In [None]:
#Importing Libraries
import seaborn as sns
import matplotlib.pyplot as plt

In [None]:
#Importing Dataset and quick head view and dimension check (235795, 56)
import pandas as pd
from IPython.display import display

df = pd.read_csv("PhiUSIIL_Phishing_URL_Dataset.csv")

display(df.head())
display(df.shape)

# Drew EDA

In [None]:
# TLD summary
tld_summary = (
    df.groupby("TLD")["label"]
      .agg(n_total="size", legit_rate="mean")
      .assign(phish_rate=lambda x: 1 - x["legit_rate"])
)

# Top 25 most common TLDs, sorted by phishing rate
top_common = (
    tld_summary.sort_values("n_total", ascending=False)
               .head(25)
               .sort_values("phish_rate", ascending=False)
)

# TABLE
display(top_common)

# PLOT
top_common["phish_rate"].plot(kind="bar", figsize=(12,4))
plt.title("Phishing rate by TLD (top 25 most common)")
plt.ylabel("Phishing rate")
plt.xlabel("TLD")
plt.tight_layout()
plt.show()


In [None]:
# Mutual Information between feature and target

from sklearn.feature_selection import mutual_info_classif
# from sklearn.preprocessing import StandardScaler
# from sklearn.cluster import KMeans

# --- MI table (top 20)
num_cols = df.select_dtypes(include=["int64", "float64"]).columns.drop("label")
X = df[num_cols]
y = df["label"]

mi = mutual_info_classif(X, y, random_state=42)

mi_table = (pd.DataFrame({"feature": num_cols, "mutual_information": mi})
              .sort_values("mutual_information", ascending=False))

display(mi_table.head(20))


In [None]:
# MI Top Feature Plots
top_features = [
    "URLSimilarityIndex",
    "LineOfCode",
    "NoOfExternalRef"
]

for f in top_features:
    sns.boxplot(
        data=df,
        x="label",
        y=f,
        showfliers=False 
    )
    if f in ["LineOfCode", "NoOfExternalRef"]:
        plt.yscale("log")
    plt.title(f"{f} by label (0 = phishing, 1 = legitimate)")
    plt.xlabel("Label")
    plt.ylabel(f)
    plt.tight_layout()
    plt.show()

## URLSimilarityIndex Plot
This plot shows how similar a URL is to known legitimate URL patterns. Legitimate URLs cluster very tightly at high similarity values, while phishing URLs are much more spread out and generally lower. This tells us that legitimate sites tend to follow consistent, recognizable URL structures, whereas phishing URLs vary much more.

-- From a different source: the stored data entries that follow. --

Issue #3275, opened 2022-01-24
Add support for pandas 1.4.0


freddyaboulton:
Looks like the root cause may be that converting a nullable type to `Categorical` preserves the nullable types in the pandas Categorical categories. On the top is the latest pandas and on the bottom is 1.3.4 pandas.

![image](https://user-images.githubusercontent.com/41651716/150818958-adb14e58-1d51-4632-baad-ff938d238618.png)

This causes np.asarray calls in our imputers to introduce the new pandas null value place-holder, `<NA>` which throws off sklearn:

![image](https://user-images.githubusercontent.com/41651716/150819366-a6246c7a-2ac3-4e67-b31c-6df3c7cae7fb.png)

_Originally posted by @freddyaboulton in https://github.com/alteryx/evalml/issues/3272#issuecomment-1020261986_

freddyaboulton:
Xgboost issue may be fixed here: https://github.com/dmlc/xgboost/issues/7593

chukarsten:
I'm going to have to pick this up to satisfy support for nullable types, @dsherry !  Just FYI, moving to this sprint.

thehomebrewnerd:
@chukarsten Just a heads up, Featuretools doesn't yet fully support `pandas==1.4.0` either. It *might* work for you though, but no guarantees at this point.

https://github.com/alteryx/featuretools/issues/1865

chukarsten:
Ultimately, the problem here is that sklearn can't recognize pd.NA as a type of missing value.  When the imputer looks for a missing value, it generates a mask of the dataframe, where it can recognize None and np.nan, but running the new pandas.NA through that same function returns a simple boolean instead of a similarly shaped array with boolean values in it, with True in the cells for nan values.

I think in the long term, we should submit an issue for sklearn and perhaps a PR to fix this in sklearn.  The function that they have in place for trying to root out NaN values in an array with a dtype of "object" is pretty simple and could use some love/tests. 

```
def _object_dtype_isnan(X):
    return X !=  X
```

Still working on a short term fix that makes sense.

chukarsten:
Looks like the XGBoost warnings are remedied, per https://github.com/dmlc/xgboost/pull/7595!  Just need to wait for a release from XGBoost.

PR #3324, opened 2022-02-14
Pandas 1.4.0 Support

chukarsten:
Fixes: #3275 

Like the issue says, there are basically three areas to address:

1. **XGBoost future warning:** This is handled by expecting this test to fail on this PR and then, when XGBoost does their next release, fixing the auto dependency update as the test will no longer fail as there will be no more warning.
2. **Results of email featurization:**  The underlying problem is that featuretools is returning a CategoricalDtype with the dtype of "string" when we, in our test, build an expected dataframe with CategoricalDtype with dtype of "object."  I'm not entirely sure why this is the case as I've stepped through both the woodwork accessor and featuretools trying to find out how this happens.  I've also tried to reproduce making a CategoricalDtype with categories that have dtype "string" but to no avail.  I've rewritten the equality check here to check the values, column names, indices and logical types separately as a stop-gap until this behavior is understood.
3. **Imputer/SimpleImputer failures:** We decided that the NaturalLanguage should not be imputed, so it is imputed, no longer.

### DIFF
--- a/evalml/pipelines/components/transformers/imputers/simple_imputer.py
+++ b/evalml/pipelines/components/transformers/imputers/simple_imputer.py
@@ -77,13 +77,20 @@ class SimpleImputer(Transformer):
         nan_ratio = X.ww.describe().loc["nan_count"] / X.shape[0]
         self._all_null_cols = nan_ratio[nan_ratio == 1].index.tolist()
 
-        X, _  = self._drop_natural_language_columns(X)
-        X= self._set_boolean_columns_to_categorical(X)
+        X, _ = self._drop_natural_language_columns(X)
+        X = self._set_boolean_columns_to_categorical(X)
 
-        unique_logical_types = set([x.type_string for x in list(X.ww.logical_types.values())])
-        if len(unique_logical_types) > 1 and self.impute_strategy == "constant":
+        unique_logical_types = set(
+            [x.type_string for x in list(X.ww.logical_types.values())]
+        )
+        if (
+            len(unique_logical_types) > 1
+            and self.impute_strategy == "constant"
+            and "naturallanguage" in unique_logical_types
+        ):
             raise ValueError(
-                "SimpleImputer received data with multiple logical types, but 'constant' imputation strategy.")
+                "SimpleImputer received data with multiple logical types, but 'constant' imputation strategy."
+            )
 
         # If the Dataframe only had natural language columns, do nothing.
         if X.shape[1] == 0:
@@ -116,14 +123,18 @@ class SimpleImputer(Transformer):
         X_t, natural_language_cols = self._drop_natural_language_columns(X)
         if X_t.shape[-1] == 0:
             return X
-        not_all_null_or_natural_language_cols = [col for col in not_all_null_cols if col not in natural_language_cols]
+        not_all_null_or_natural_language_cols = [
+            col for col in not_all_null_cols if col not in natural_language_cols
+        ]
 
         X_t = self._component_obj.transform(X_t)
         X_t = pd.DataFrame(X_t, columns=not_all_null_or_natural_language_cols)
 
-        #Add back in natural language columns, unchanged
+        # Add back in natural language columns, unchanged
         if len(natural_language_cols) > 0:
-            X_t = pd.merge(X_t, X[natural_language_cols], left_index=True, right_index=True)
+            X_t = pd.merge(
+                X_t, X[natural_language_cols], left_index=True, right_index=True
+            )
 
         if not_all_null_or_natural_language_cols:
             X_t.index = original_index
--- a/evalml/pipelines/components/transformers/imputers/simple_imputer.py
+++ b/evalml/pipelines/components/transformers/imputers/simple_imputer.py
@@ -1,7 +1,7 @@
 """Component that imputes missing data according to a specified imputation strategy."""
 import pandas as pd
 from sklearn.impute import SimpleImputer as SkImputer
-from woodwork.logical_types import NaturalLanguage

TLDR:  Tighter and higher for legitimate, wider and lower for phishing.

## LineOfCode Plot
This plot compares the amount of HTML content on the page. Phishing pages typically have very little code, while legitimate pages tend to be much larger and more complex. The log scale helps show this difference clearly, since page size varies by orders of magnitude.

TLDR:  Legitimate pages are structurally richer; phishing pages are minimal.

## NoOfExternalRef Plot
This plot shows the number of external references on a page. Legitimate websites usually link out to many other resources, while phishing pages often have very few or none. This reflects the fact that phishing pages are usually standalone and not part of a larger web ecosystem.

TLDR:  
Legitimate sites are connected; phishing sites are isolated.